PR #3441, opened 2024-12-11
[ fix #3437 ] Add a check for multiple totality modifiers

### LINKED ISSUE #3437: Interaction of totality and coverage checking
Consider the following code snippets

```
%default total

covering
f : Int -> Int
f i = f i
```

```
total
covering
f : Int -> Int
f i = f i
```

# Steps to Reproduce

Using `idris2--0.7.0_3.arm64_sonoma` on MacOS Sonoma 14.7.1 installed via Homebrew.

# Expected Behavior

In both cases, I would expect to still get an error message about the function `f` not being total (being nonterminating):

```
Error: f is not total, possibly not terminating due to recursive path Main.f
```

# Observed Behavior

No error message about `f` not being total (being nonterminating), neither using CLI nor using the Idris Language VS Code plugin.

spcfox:
# Description

- Added check for multiple totality modifiers in `processFnOpt`.
- `elabImplementation` does not add a totality modifier from the interface if it is overridden in the implementation. This is to prevent multiple modifiers from appearing after desugaring.
- Added a check for totality modifiers when desugaring declarations, as they may not spawn functions (interfaces without implementations or without methods). I'm not sure if this is the right place.
- Added processing of totality modifier on forward-declared data (See https://github.com/idris-lang/Idris2/issues/3442#issuecomment-2536400351).

Checking when desugaring is enough for Idris, but I left the changes to `processFnOpt` as they also check TTImp.

      `CONTRIBUTORS.md`).


spcfox:
> "Multiple incompatible totality modifier were given for this function." And give multiple ways to solve it. Either by relying on the default totality or by overriding the default.

I think any use of multiple totality modifiers (including identical ones) on a single declaration should be a error. The default totality no matter.

andrevidela:
> The default totality no matter. (sic)

This is incorrect.

```idris
%default total

covering
main : IO ()
main = …
```

is a common pattern.

In the case of multiple definitions, like `total covering` the message should say to either remove `total` and keep `covering` or remove both and rely on `%default total`. Similarly if you get `covering covering`, just change the message explaining why it's bad.

spcfox:
I mean, the presence of `%default` does not affect the presence of this error, so it's strange to suggest the user to remove all totality modifiers from the declaration and rely on `%default`.

andrevidela:
Alright I'll do it myself

mattpolzin:
Regardless of the goals of this PR, I’d add that in my opinion it’s ok to have e.g. a `%default total` plus an explicit `total` on a function. Sure, the latter is redundant, but it’s harmlessly explicit and it could come into play if the default is modified so there’s a practical impact of it. 

That is, in my opinion the only thing that should be an error is if there are multiple totalities defined explicitly on the function.

spcfox:
I have tried to make correct error messages that take into account the presence of all totality modifiers. This commit does not affect [the ability to override totality in Data](https://github.com/idris-lang/Idris2/issues/3442#issuecomment-2536400351)

spcfox:
I'm sorry if my messages might have come across as rude. I don't always know the best way to express my thoughts in English

mattpolzin:
I think your messages are coming across just fine (no rude tone detected by me, at least).

tests/idris2/total/total027/expected
```diff
@@ -0,0 +1,79 @@
...
+ 5 | data X where
+ 6 |   MkX : (X -> X) -> X
+
+Possible solutions:
+ - Use the same totality modifiers
+ - Remove the totality modifier from the declaration
+ - Remove the totality modifier from the definition
+------
+1/1: Building recordDifferentTotality (recordDifferentTotality.idr)
+Error: Data Main.X has been forward-declared with totality `partial`, cannot change to `total`
```
spcfox, line 33: In this error, unlike the others, the name is printed along with the namespace. I'm not sure if this is the correct behavior, and how best to fix it

andrevidela: I think we can leave that be for now

src/TTImp/ProcessData.idr
```diff
@@ -480,12 +485,25 @@ processData {vars} eopts nest env fc def_vis mbtot (MkImpData dfc n_in mty_raw o
...
 
+                    let declTot = findSetTotal $ ndef.flags
+                    tot <- case (mbtot, declTot) of
+                      (Just oldTot, Just newTot) => do
+                        when (oldTot /= newTot) $ throw $ GenericMsgSol fc
+                          "Data \{show n_in} has been forward-declared with totality `\{show oldTot}`, cannot change to `\{show newTot}`"
+                          "Possible solutions"
+                          [ "Use the same totality modifiers"
+                          , "Remove the totality modifier from the declaration"
+                          , "Remove the totality modifier from the definition"
```
spcfox, line 496: Maybe?
```Remove `\{newTot}` from the definition```

File: src/Core/Context.idr [hunk 3]
```diff
@@ -1628,6 +1628,14 @@ hasFlag fc n fl
               | Nothing => undefinedName fc n
          pure (fl `elem` flags def)
 
+export
+hasSetTotal : {auto c : Ref Ctxt Defs} -> FC -> Name -> Core Bool
```
mattpolzin, line 1632: Why is this needed in addition to `hasFlag` (above)?

src/Idris/Desugar.idr
```diff
@@ -1033,6 +1033,39 @@ mutual
...
+      checkDuplicates : List TotalReq -> List TotalReq -> Maybe String
+      checkDuplicates totalities dedupTotalities =
+        toMaybe (totalities /= dedupTotalities) $ do
+          let repeated = filter (\x => count (x ==) totalities > 1) dedupTotalities
+          "Remove duplicates of " ++ showModifiers repeated
+
+      checkDefault : TotalReq -> List TotalReq -> Maybe String
+      checkDefault def totalities =
+        toMaybe (def `elem` totalities) $
+          "Remove modifiers " ++ showModifiers totalities
```
mattpolzin, line 1067: Small detail but would be really nice to spell this one out fully by saying something to the effect of "Remove modifiers [...], resulting in the default totality of <foo>"

src/TTImp/ProcessData.idr
mattpolzin: I'm fine either way on this one.

src/Idris/Elab/Implementation.idr
```diff
@@ -466,8 +466,10 @@ elabImplementation {vars} ifc vis opts_in pass env nest is cons iname ps named i
 
     mkTopMethDecl : (Name, Name, List (String, String), RigCount, Maybe TotalReq, RawImp) -> ImpDecl
     mkTopMethDecl (mn, n, upds, c, treq, mty)
-        = let opts = maybe opts_in (\t => Totality t :: opts_in) treq in
-              IClaim (MkFCVal vfc (MkIClaimData c vis opts (MkImpTy EmptyFC (NoFC n) mty)))
+        = do let opts = if isJust $ findTotality opts_in
+                          then opts_in
```
mattpolzin, line 470: Is this throwing away the explicit totality passed to this function quietly? Seems like that could result in surprising behavior.

src/Core/Context.idr
spcfox: Because totality can be set by three different flags (`SetTotal Total`, `SetTotal CoveringOnly`, `SetTotal PartialOK`). It is possible to implement this check with `hasFlag`, but 3 calls will be required.

src/Idris/Elab/Implementation.idr
spcfox: `treq` is a totality from a function declaration in the interface. If the interface implementation contains its own totality modifier, it is overrided. See https://github.com/idris-lang/Idris2/issues/3437#issuecomment-2529756651

mattpolzin: I think the only remaining question I have is whether the old behavior of having two modifiers attached (as you say, not useful) resulted in the same behavior of your new PR or if you are getting the _other_ modifier after your PR gets merged. I guess put another way, are you keeping the same modifier as would have "won" in the eyes of the totality checker before your change?

mattpolzin: I guess the answer to my question just be yes based on the examples you bring up in your comment on the linked issue, but want to make sure that couldn't be false.

spcfox: Yes, I'm keeping the modifier that would have won before changes. The implementation modifier is a higher priority now.

mattpolzin (approved):

mattpolzin:
I think we can go ahead and merge this. I'm less than 100% sure on the question of _where_ the check should be run in the compiler pipeline but the net impact of this PR is quite positive.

--- WHAT YOU HAVE TO DO ---
Could you return, word for word, only the lines running from the first line of the material above to the line that contains "- Added check", inclusive?

--- ANSWER FOR THIS EXERCISE ---
PR #3441, opened 2024-12-11
[ fix #3437 ] Add a check for multiple totality modifiers

### LINKED ISSUE #3437: Interaction of totality and coverage checking
Consider the following code snippets

```
%default total

covering
f : Int -> Int
f i = f i
```

```
total
covering
f : Int -> Int
f i = f i
```

# Steps to Reproduce

Using `idris2--0.7.0_3.arm64_sonoma` on MacOS Sonoma 14.7.1 installed via Homebrew.

# Expected Behavior

In both cases, I would expect to still get an error message about the function `f` not being total (being nonterminating):

```
Error: f is not total, possibly not terminating due to recursive path Main.f
```

# Observed Behavior

No error message about `f` not being total (being nonterminating), neither using CLI nor using the Idris Language VS Code plugin.

spcfox:
# Description

- Added check for multiple totality modifiers in `processFnOpt`.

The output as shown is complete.